Brooklyn McDonald had sharp pain in her knees with walking. It was worse when the eighth grader played volleyball. Doctors couldn't tell her why.

"Not knowing what it was for so long is very stressful and nerve-wracking," said Brooklyn.

Then she saw Dr. Kim Templeton, an orthopedic surgeon at the University of Kansas Hospital, who told her she had anterior knee pain syndrome from instability of the kneecap.

"It's moving around in there," Dr. Templeton said to Brooklyn.

It's a female health problem, seldom occurring in males.

"A lot of girls my age are probably going through the same problem and they don't know what it is either," Brooklyn said.

"Almost every health condition has a difference in cause or presentation or treatment or treatment response between men and women," said Dr. Templeton.

Everything from heart disease to depression. Yet Dr. Templeton says women's health has been thought of as "bikini medicine", including only the anatomic areas covered by a bikini. She pushed for the AMA to change its definition. This year, it did. Women's health is now defined as "conditions for which there is evidence that women's risks, presentations, and/or responses to treatments are different than those of men."

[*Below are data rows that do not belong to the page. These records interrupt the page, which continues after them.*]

PR #1008, opened 2023-10-11
[Feature] Add GraphQL Client package

melissaluu:
As part of consolidating and updating our GraphQL clients and their features, we are introducing a new generic GraphQL client that will become the bases of all other GQL API clients. This client can also be used as a standalone client library.

Add a new `graphql-client` package to the repo. 

This library exposes a `createGraphQLClient()` factory function and the resulting `client` will include the following features:
- `fetch()`: makes a request to the provided API URL and returns the native `fetch` HTTP response
- `request()`: makes a request to the provided API URL and returns a normalized response object that includes the data returned by the API, request metadata or any errors that have occurred during the request.

## Type of change

## Checklist


packages/graphql-client/.eslintignore
```diff
@@ -0,0 +1,15 @@
...
+dist/
+dist-umd/
+schema.json
+
+graphql.schema.json
+src/types/apiTypes.ts
+**/*.d.ts
+src/clientPlus/graphql/operations.ts
+codegen.ts
+transform-graphql-jest-28-shim.js
```
paulomarg, line 15: Seems like we might be ignoring some files that don't exist here?

packages/graphql-client/.eslintrc.cjs
```diff
@@ -0,0 +1,41 @@
+module.exports = {
```
paulomarg, line 1: Ideally I'd like to use the same eslint config for all packages within this repo to make them as consistent as possible. Is that an option here?

packages/graphql-client/.prettierrc.cjs
paulomarg, line 1: Same thing as eslint here.

packages/graphql-client/README.md
```diff
@@ -0,0 +1,153 @@
...
+| ------------- | ---------------------------------------------------------------------------------------------------------------------------------------------------- | -------------------------------------------------------------------------------------------------------------------------------------------------------------------------------------------------------------------------------------------------------------------------------------------------------------------------------------------------------------------------- |
+| config        | `ClientConfig`                                                                                                                                | Configuration for the client                                                                                                                                                                                                                                                                                                                                               |
```
paulomarg, line 30: Where is `ClientConfig` used?

melissaluu: It's not used by the code but it's meant to make initial client configs available to the client user - it's not a necessity but more of a nice to have.

packages/graphql-client/.eslintignore
melissaluu: Fixed!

Dr. Templeton hopes it will result in better training of doctors and better treatment along with more research that includes women and looks for differences.

"The majority of drugs that have been removed from the market in the past decade or so have been because there's been an adverse response in women that was not identified in men, frequently because it was most frequently tested in men," she said.

With the correct diagnosis, Brooklyn is now getting physical therapy for her knee problem which is a female health problem.

Just last week, a study in JAMA Cardiology found that traditional treadmill tests to estimate heart disease risk may not provide accurate results for women. The scoring system was developed from studies done only in middle-aged men.